13 State Data Marts
The state data marts split the geocoded Master BMF into one file per US state / territory so end users can pull only the rows they need instead of downloading the full ~3 GB unified file.
13.1 Motivation
bmf_master_geocoded.csv is 3.1 GB. Most analyses are state-scoped (an Urban Institute team studying nonprofits in Ohio, a state attorney general’s office, a researcher writing about Texas foundations), so a partitioned distribution layer dramatically cuts download size and load time without touching the underlying master.
13.2 Partition key
Rows are partitioned on org_addr_state — the cleaned mailing-address state from the BMF. This is the org’s reported state (populated for ~99.8 % of rows), not the geocoded state, so coverage is essentially complete. Rows where org_addr_state is missing or empty are bucketed into state=ZZ so they remain discoverable rather than being dropped.
The partition column is renamed state in the parquet output (so queries can WHERE state = 'NY' without remembering the longer underlying name).
13.3 Outputs
Two formats are produced from the same source:
| Format | Layout | Use case |
|---|---|---|
| Parquet | data/master/state_marts/parquet/state=XX/part-0.parquet |
DuckDB / Athena / pandas — Hive-partitioned |
| CSV | data/master/state_marts/csv/bmf_master_XX.csv |
Spreadsheet tools, R/Python users who want a single file |
S3 mirrors the same structure under s3://nccsdata/master/bmf/state_marts/.
The Hive layout means a DuckDB query like
SELECT * FROM read_parquet('s3://nccsdata/master/bmf/state_marts/parquet/**/*.parquet',
hive_partitioning = 1)
WHERE state = 'NY'reads only the state=NY/ partition.
13.4 Coverage
The build produces 63 marts on the current geocoded master:
- 50 US states + DC
- 5 US territories: PR, VI, GU, AS, MP
- 3 APO/FPO military codes: AA, AE, AP
- 3 Compact-of-Free-Association codes: FM, MH, PW
- 1 missing-state bucket: ZZ
13.5 Running it
source("R/run_master_state_marts.R")The script reads data/geocoding/master/merged/bmf_master_geocoded.parquet, writes both formats to data/master/state_marts/, and (if ENABLE_S3_UPLOAD <- TRUE) uploads everything to S3.
13.6 Update cadence
Rebuild the marts whenever the geocoded master is rebuilt — i.e. after a new monthly current BMF lands and the master + master geocoding workflow is re-run. The state marts are a pure derivation of the geocoded master; they have no other inputs.
13.7 Caveats
- Mailing state, not operational state. A nonprofit headquartered in DE that operates nationally appears only in the
DEmart. Use the geocoded master directly for analyses that need the geocoded state (geo_state_abbr). - All-VARCHAR schema. Same convention as the master — consumers should cast numeric and date columns after reading. See Chapter 12 for the recommended cast list.
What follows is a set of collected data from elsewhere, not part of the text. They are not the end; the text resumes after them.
PR #560, opened 2026-07-26
[Spec Decode] Ride the verify window kernel for small draft ingests

abcgco:
Follow-up to #502, as offered [in its thread](https://github.com/vllm-project/vllm-metal/pull/502#issuecomment-5073309780), building on #534.

#502 already submits merged decode specs for the ≤16-token draft ingest, but the context expands them to per-token segments, so every ingest row still walks the KV context independently. With the operator's `VLLM_METAL_SPEC_VERIFY_WINDOW` opt-in and a draft the window kernel serves (head size within the decode-kernel bound; this proposer is MHA-only, so the runner gate's MLA/GDN arms cannot arise), each plan's ingest now stays ONE merged segment — the same #534 window layout the target's verify batches use, sharing each K/V block load across the K+1 rows. Without the opt-in the expanded per-token metadata is bit-for-bit unchanged.

Evidence: generated tokens are identical either way in every configuration tried (greedy, 0.6B draft==target, 8k prefix — 14 hash-instrumented engine runs across both layouts and both proposer versions, one ids-hash); single-stream TPOT is within run-to-run noise of the expanded ingest (interleaved A/B medians 53.1 vs 53.4 ms/token on the 16-core M4 Pro; runs degraded by thermal throttling or background GPU load were re-run after cooldowns or neutralized by the medians — every degraded run still produced the same ids-hash). The concurrency win carries over from #534's op-level grid — ingest rows are the same kernel shape as verify windows — and I couldn't measure concurrent e2e on this 24 GB box, so I'm not claiming a number for it. The window-parity suite's large-window case now covers 16 (`_DECODE_INGEST_MAX_TOKENS`, the widest structurally pinned window), and a new zero-context case pins the one shape this ingest produces that verify never does — a merged window over an empty prefix (first ingest of a short prompt; recurrent after #551's release-and-resume). Docs updated in both places the env is described.


LxYuan0420 (approved):
LGTM

PR #561, opened 2026-07-26
[Perf] Build kernel format paged metadata once per forward, not per layer

abcgco:
`sdpa_forward` reserializes the context's Python metadata lists into mx arrays on every layer: `slot_mapping`, `context_lens`, `cu_seqlens`, and the padded block tables. All of them are invariant within one forward pass, so every layer after the first repeats identical work. The block table conversion is O(rows x blocks) pure Python, and the waste grows with batch size, speculation width, and context length.

Isolated numbers on a 16 core M4 Pro (median of 60 reps, calling the real `_build_block_tables` from main): 16 us per call at rows=4, blocks=512, which is a single stream K=3 verify batch at 8k context. The cost grows linearly to about 500 us per call at rows=128 (concurrency 32 with K=3 expanded verify at 8k) and about 2.1 ms at rows=128, blocks=2048 (the same at 32k). Multiplied by 28 to 36 layers that is roughly 0.6 ms per step single stream and 18 ms per step at the concurrency 32 shape. That is the same envelope where the verify window kernel (#534, #560) earns its win, so the two compose.

This PR builds the converted arrays once per forward pass and KV group and reuses them across layers: a small memo dict on `PagedAttentionContext` keyed by (group index, cache block size), populated by the first layer of a group. The context lives for exactly one forward pass and nothing mutates its metadata lists after `prepare_grouped` installs it (checked across the callers, including YOCO, which swaps in its own reduced context), so entries cannot go stale and no invalidation logic is needed.

Verification on the engine (0.6B draft pair, CONC=4, K=3, vLLM 0.26.0, interleaved A/B, 3 runs per side): generated token ids are bitwise identical in all six runs, so the change is semantically a no op. Throughput at this small shape is parity within run to run noise (medians 69.1 vs 68.7 tok/s). I am deliberately not claiming an engine speedup from that data: the isolated scaling above is the sizing argument, and the shapes where it reaches double digit milliseconds per step need more memory than my 24 GB box can host.

The same per layer pattern exists in the MLA wrapper's per request slow path (`impls/mla.py`); left untouched here since that path is the documented fallback. Happy to follow up if there is interest.

Tests: `TestKernelMetadataMemo` pins reuse within one context, bitwise agreement with direct conversion, fresh context isolation, key independence by block size, and key independence by group at equal block size (guards hybrid models against a key regression). Full attention suites pass on vLLM 0.26.0; the one red test on my box fails identically on clean main, so it is unrelated.

### DIFF
--- a/tests/test_block_size_translation.py
+++ b/tests/test_block_size_translation.py
@@ -10,9 +10,16 @@ from __future__ import annotations
 
 import pytest
 
+from vllm_metal.attention.context import (
+    clear_context,
+    get_context,
+    prepare_grouped,
+    prepare_unified,
+)
 from vllm_metal.attention.impls.sdpa import (
     _KERNEL_BLOCK_SIZES,
     _build_block_tables,
+    _kernel_metadata,
     _pick_kernel_block_size,
 )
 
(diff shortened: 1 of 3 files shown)


LxYuan0420 (approved):
LGTM

PR #563, opened 2026-07-27
Fix Gemma4 mixed KV cache planning

LxYuan0420:
This PR is:

- To emit Gemma4 full/sliding MHA KV specs instead of charging every layer as full attention.
- To let vLLM build the authoritative grouped `KVCacheConfig` before Metal allocates cache tensors.
- To initialize Metal paged attention from the returned grouped layout.
- To keep unsupported modes on the existing dense path.

This fixes issue #505 overcharge where Gemma4 31B's 50 sliding layers and 10 full-attention layers were all planned as full attention. Metal now trusts vLLM's grouped cache contract and only translates the returned layout into Metal cache tensors.

Note:

@ricky-chaoju could you test this on the real Gemma4 hardware path after this PR is up? The local tests cover the config/startup path, but the final proof should be a real 26B/31B long-context serve.

### DIFF
--- a/tests/stub_runner.py
+++ b/tests/stub_runner.py
@@ -6,6 +6,7 @@ from __future__ import annotations
 from types import SimpleNamespace
 from typing import Any
 
+import mlx.core as mx
 import torch
 
 import vllm_metal.v1.model_runner as mr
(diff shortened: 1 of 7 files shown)


ricky-chaoju (approved):
LGTM. Ran it on the M1 Ultra with no --max-model-len, so the 262144 case from #505. Boots and serves it, with 331,003 tokens of KV cache. A fact planted at the start of the prompt comes back correctly at 50, 8,792, and 26,502 tokens. Capped at 32768 for a like-for-like read, 31B goes 35,552 -> 143,327 tokens and 26B 171,536 -> 664,225, same KV budget.

PR #564, opened 2026-07-27
Publish stable wheels to PyPI via Trusted Publishing

WindChimeRan:
Last step toward `pip install vllm-metal` (#436 Step 3). Adds a PyPI publish path for the plugin; the wheel itself already needs no compiler since #423 and #508.

**Remaining blockers, all upstream in vLLM:**

- vLLM publishes no macOS wheel to PyPI — only manylinux wheels and an sdist.
- That sdist doesn't even resolve on macOS: it pins `pynvvideocodec`, which is NVIDIA-only.
- The macOS vLLM wheel exists only as a GitHub release asset, and PyPI forbids direct-URL dependencies, so `install.sh`'s pin can't move into package metadata.
- So vllm-metal still can't declare a hard `vllm` dependency; users install vLLM core separately until upstream publishes a macOS wheel to PyPI.
- vLLM's macOS wheel is cp312-only, so we can't offer newer Python either even though mlx already ships cp310–cp314.

**Handled here:** our PyPI project is stale at `0.1.0` and nothing publishes to it. `requires-python` also claimed 3.13 while only a cp312 wheel exists, which turned "requires Python 3.12" into a confusing "no matching distribution" for anyone on a default 3.13/3.14 interpreter — now tightened to match the artifacts. Builds are wheel-only, so pip can never fall back to a source build that would need the Metal toolchain.

**Proposed release mechanism**

Two channels, both building the same wheel via a shared `build_wheel` in `scripts/lib.sh`. `release.yml` keeps pushing per-commit `0.3.0.devTIMESTAMP` wheels to GitHub Releases on every merge to main. The new `publish-pypi.yml` is manual: it builds the release-versioned wheel on macOS, then uploads it with PyPI Trusted Publishing (OIDC, no stored token), targeting TestPyPI or PyPI as chosen at dispatch so a release can be rehearsed first. Manual because a PyPI version can only be uploaded once, so publishing on every merge would burn version numbers. Setup steps are in `docs/releasing.md`.

@mgoin this needs a one-time Trusted Publisher registration on the PyPI `vllm-metal` project (fields in `docs/releasing.md`) before it can be rehearsed on TestPyPI.

### DIFF
--- a/.github/workflows/publish-pypi.yml
+++ b/.github/workflows/publish-pypi.yml
@@ -1,0 +1,66 @@
+name: Publish to PyPI
+
+# Manual, unlike release.yml's per-push dev wheels: a PyPI version can only be
+# uploaded once, so publishing on every merge would burn version numbers.
+# Publishes whatever version pyproject.toml holds — bump it first.
+#
+# Needs a one-time Trusted Publisher registration; see docs/releasing.md.
+
+on:
+  workflow_dispatch:
+    inputs:
+      target:
+        description: "Index to publish to"
+        type: choice
+        options:
+          - testpypi
+          - pypi
+        default: testpypi
+
+jobs:
+  build:
+    name: Build macOS arm64 wheel
+    # macOS runner: the wheel bundles compiled .metallib shaders.
+    runs-on: macos-15
+    permissions:
+      contents: read
+    steps:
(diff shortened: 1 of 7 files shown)


WindChimeRan:
close as not planned

PR #590, opened 2020-06-17
UIREQ-457: Add staff notes accordion to request details page

Vladyslav-Velytskyi:
## Description

- Add `Staff notes` accordion to request details pane
- Add `New staff notes` page

## Issue
[UIREQ-457](https://issues.folio.org/browse/UIREQ-457)

### DIFF
--- a/src/routes/NoteCreateRoute.js
+++ b/src/routes/NoteCreateRoute.js
@@ -1,0 +1,40 @@
+import React from 'react';
+import PropTypes from 'prop-types';
+import ReactRouterPropTypes from 'react-router-prop-types';
+import { Redirect } from 'react-router';
+import { FormattedMessage } from 'react-intl';
+
+import { NoteCreatePage } from '@folio/stripes/smart-components';
+
+import {
+  DOMAIN_NAME,
+  APP_ICON_NAME,
+} from '../constants';
+import { formatNoteReferrerEntityData } from '../utils';
+
+const NoteCreateRoute = ({
+  location,
+  history,
+}) => {
+  return location.state
+    ? (
+      <NoteCreatePage
+        referredEntityData={formatNoteReferrerEntityData(location.state)}
+        entityTypeTranslationKeys={{ request: 'ui-requests.notes.entityType.request' }}
+        paneHeaderAppIcon={APP_ICON_NAME}
+        paneTitle={<FormattedMessage id="ui-request.notes.newStaffNote" />}
+        domain={DOMAIN_NAME}
+        navigateBack={history.goBack}
+      />
+    )
+    : <Redirect to="/requests" />;
+};
+
+NoteCreateRoute.propTypes = {
+  history: PropTypes.shape({
+    goBack: PropTypes.func.isRequired,
+  }).isRequired,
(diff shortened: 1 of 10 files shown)


test/bigtest/tests/view-request-test.js
```diff
@@ -86,6 +86,20 @@ describe('View request page', () => {
...
+    it('should display staff notes accordion', () => {
+      expect(viewRequest.staffNotesAccordion.isPresent).to.be.true;
+    });
+
+    describe('when click new button in staff notes accordion', () => {
+      beforeEach(async () => {
+        await viewRequest.staffNotesAccordion.clickNewButton();
+      });
+
+      it('should displayed new staff notes page', function () {
```
VictorSoroka1, line 99:
```suggestion
      it('should display new staff notes page', function () {
```

test/bigtest/tests/utils-test.js
```diff
@@ -172,4 +173,25 @@ describe('utils', () => {
...
+      const expectedData = {
+        name: data.entityName,
+        type: data.entityType,
+        id: data.entityId,
+      };
+
+      expect(formatNoteReferrerEntityData(data)).to.deep.equal(expectedData);
+    });
+
+    it('should return false', () => {
```
VictorSoroka1, line 193: Could you please extend the description for this case so we reason about it without looking at the actual code.
```suggestion
    it('should return false', () => {
```

src/utils.js
```diff
@@ -238,3 +238,21 @@ export function buildUrl(location, values) {
 
   return isEmpty(params) ? url : `${url}?${queryString.stringify(params)}`;
 }
+
+export function formatNoteReferrerEntityData(data) {
+  if (data) {
```
VictorSoroka1, line 243: I would suggest checking firstly for `!data` so we don't have the code indented when `data` is truthy.

src/routes/NoteCreateRoute.js
```diff
@@ -0,0 +1,40 @@
...
+}) => {
+  return location.state
+    ? (
+      <NoteCreatePage
+        referredEntityData={formatNoteReferrerEntityData(location.state)}
+        entityTypeTranslationKeys={{ request: 'ui-requests.notes.entityType.request' }}
+        paneHeaderAppIcon={APP_ICON_NAME}
+        paneTitle={<FormattedMessage id="ui-request.notes.newStaffNote" />}
+        domain={DOMAIN_NAME}
+        navigateBack={history.goBack}
```
VictorSoroka1, line 27: Could you please clarify how this callback eventually used? I have concern over the case when the user opened the page on the route (by URL in the new tab let's say) from where then the user is doing the navigation back without previous history. In this case, the user will be redirected out of the folio app.

Vladyslav-Velytskyi: It works like a simple browser back. In case that you described, user will redirect to ``/request``, because `location.state` should be empty. Also this component was implemented by identity the same one in `ui-eholdings` module - [link](https://github.com/folio-org/ui-eholdings/blob/master/src/routes/note-create.js)

VictorSoroka1: Sounds good.

PR #602, opened 2020-06-30
UIREQ-481: Fix ability to sort by Request Date column

SergiyVSergiyenko:
https://issues.folio.org/browse/UIREQ-481

### Purpose
The value for sorting was taken from the column labels, which led to a dependence on the tenant's locale.
This PR fixed this by providing the changes that ensure that the sort value refers to the column name.

### DIFF
--- a/src/routes/RequestsRoute.js
+++ b/src/routes/RequestsRoute.js
@@ -81,7 +81,7 @@ class RequestsRoute extends React.Component {
       records: 'addressTypes',
     },
     query: {
-      initialValue: { sort: 'Request date' },
+      initialValue: { sort: 'requestDate' },
     },
     resultCount: { initialValue: INITIAL_RESULT_COUNT },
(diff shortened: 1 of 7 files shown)


src/routes/RequestsRoute.js
```diff
@@ -102,8 +102,8 @@ class RequestsRoute extends React.Component {
               'Item barcode': 'item.barcode',
               'Type': 'requestType',
               'Requester': 'requester.lastName requester.firstName',
-              'Requester barcode': 'requester.barcode',
-              'Request date': 'requestDate',
+              'Requester Barcode': 'requester.barcode',
+              'Request Date': 'requestDate',
               'Position': 'position',
               'Proxy': 'proxy',
```
zburke, line 108: TBH, I'm surprised these don't need to match the keys specified in `this.columnLabels` starting on Line 282. Does sorting still work on this branch if your local is something other than `en-US`?

PR #605, opened 2020-07-02
CIRC-817: Use == for requestType filters

mkuklis:
This should improve the performance a bit when filtering by request types.

https://issues.folio.org/browse/CIRC-807


mkuklis:
Thank you for catching this @zburke. I just added it to statuses.

PR #620, opened 2020-08-04
UIREQ-508: Add loading indicator when service point is switched

mkuklis:
### Purpose

Add loading indicator when service point is switched and the pick slips are being reloaded.

### Link
https://issues.folio.org/browse/UIREQ-508

### Screenshot
slips_loading

### DIFF
--- a/src/routes/RequestsRoute.js
+++ b/src/routes/RequestsRoute.js
@@ -739,7 +739,7 @@ class RequestsRoute extends React.Component {
           <FormattedMessage id="ui-requests.exportSearchResultsToCsv" />
         </Button>
         {
-          !pickSlipsArePending ?
+          pickSlipsArePending ?
             <LoadingButton>
               <FormattedMessage id="ui-requests.pickSlipsLoading" />
             </LoadingButton> :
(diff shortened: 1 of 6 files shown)


src/routes/RequestsRoute.js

- No schema changes. The marts contain the exact same columns as the geocoded master plus the
statepartition column. - Counts won’t match sector-in-brief. A nonprofit count from these marts (filtering
last_year_in_bmf, partitioned on the mailing-state keyorg_addr_state) runs slightly below thesector-in-briefnumber_nonprofitsfigure for the same place/year. That product counts by an active-window rule (org_year_first ≤ Y ≤ org_year_last) and by geocoded county/state — both by design, not a data error. For “how many active nonprofits in place X,” cite sector-in-brief; query these marts directly only for EIN-level detail. See the “Counting semantics” note in thenccs-contractssector-in-brief.yml/bmf-master-geocoded.ymlcontracts for the rule and a worked example.
Three defensible queries give three different numbers — all correct for their definition:
| Query | Geography | “Active” rule | Count |
|---|---|---|---|
subsection_code == 3, latest vintage |
mailing (org_addr_state) |
present in 2026-05 file | 10,912 |
| + public-charity filter | mailing | present in 2026-05 file | 10,246 |
| + active-window | mailing | last_year_in_bmf == 2026 |
10,358 |
| sector-in-brief / dashboard | geocoded (Census State) |
active-window | 10,368 |
Two gotchas behind the spread:
- 501(c)(3) ≠ 501(c)(3) public charity. Every private foundation is also a 501(c)(3). Filtering only
subsection_code == 3keeps the ~660 DC private foundations (foundation_codein {2,3,4}) and 4 suspense orgs (code 9). A public-charity count restricts tofoundation_code %in% c(10:18, 21:24). - The +122 vs. the dashboard is ~112 active-window (orgs last seen in an early-2026 vintage but not the May file) + ~10 geocoded-vs-mailing geography. Cite 10,368 (sector-in-brief) for the public figure.